Segment Open

Issue #551, opened 2023-04-25
Better "Restart X" command names


susliko:
### Describe the feature

Caught myself always pausing on this step whenever I want to restart either Metals or build server. "Restart Server" means the restart of Metals, but build server is also a server :)

<img width="719" alt="image" src="https://user-images.githubusercontent.com/15569000/234231297-e4dacff2-8620-4faf-8abf-e15614a2379b.png">

### Potential ways to implement

Probably, command names like
"Restart Build Server" and "Restart LSP Server", or
"Restart Build" and "Restart Metals" might help to disambiguate

ckipp01:
ah yea these could be better. They were originally mimicking what the actual commands in Metals were, which aren't really clear. Feel free to PR a change to make these clearer.

ckipp01:
Closed via #552

PR #552, opened 2023-04-25
Better "Restart X" command names

susliko:
Addresses https://github.com/scalameta/nvim-metals/issues/551
`restart_server` is renamed to `restart_metals`
`restart_build` is renamed to `restart_build_server`


ckipp01 (changes requested):
Thanks @susliko! Just a nit, can you add a `BREAKING CHANGE: description` to the footer? Lots of nvim users will use packer and it picks up the various ways to indicate a breaking change using conventional commits and warns users when they update. Since this is technically a breaking change to the LUA API we'll want to make sure we do that here.

ckipp01 (approved):
Thanks @susliko !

Segment Closed

What is required:
Repeat every line of the data precisely.

Result of this exercise:
Issue #551, opened 2023-04-25
Better "Restart X" command names


susliko:
### Describe the feature

Caught myself always pausing on this step whenever I want to restart either Metals or build server. "Restart Server" means the restart of Metals, but build server is also a server :)

<img width="719" alt="image" src="https://user-images.githubusercontent.com/15569000/234231297-e4dacff2-8620-4faf-8abf-e15614a2379b.png">

### Potential ways to implement

Probably, command names like
"Restart Build Server" and "Restart LSP Server", or
"Restart Build" and "Restart Metals" might help to disambiguate

ckipp01:
ah yea these could be better. They were originally mimicking what the actual commands in Metals were, which aren't really clear. Feel free to PR a change to make these clearer.

ckipp01:
Closed via #552

PR #552, opened 2023-04-25
Better "Restart X" command names

susliko:
Addresses https://github.com/scalameta/nvim-metals/issues/551
`restart_server` is renamed to `restart_metals`
`restart_build` is renamed to `restart_build_server`


ckipp01 (changes requested):
Thanks @susliko! Just a nit, can you add a `BREAKING CHANGE: description` to the footer? Lots of nvim users will use packer and it picks up the various ways to indicate a breaking change using conventional commits and warns users when they update. Since this is technically a breaking change to the LUA API we'll want to make sure we do that here.

ckipp01 (approved):
Thanks @susliko !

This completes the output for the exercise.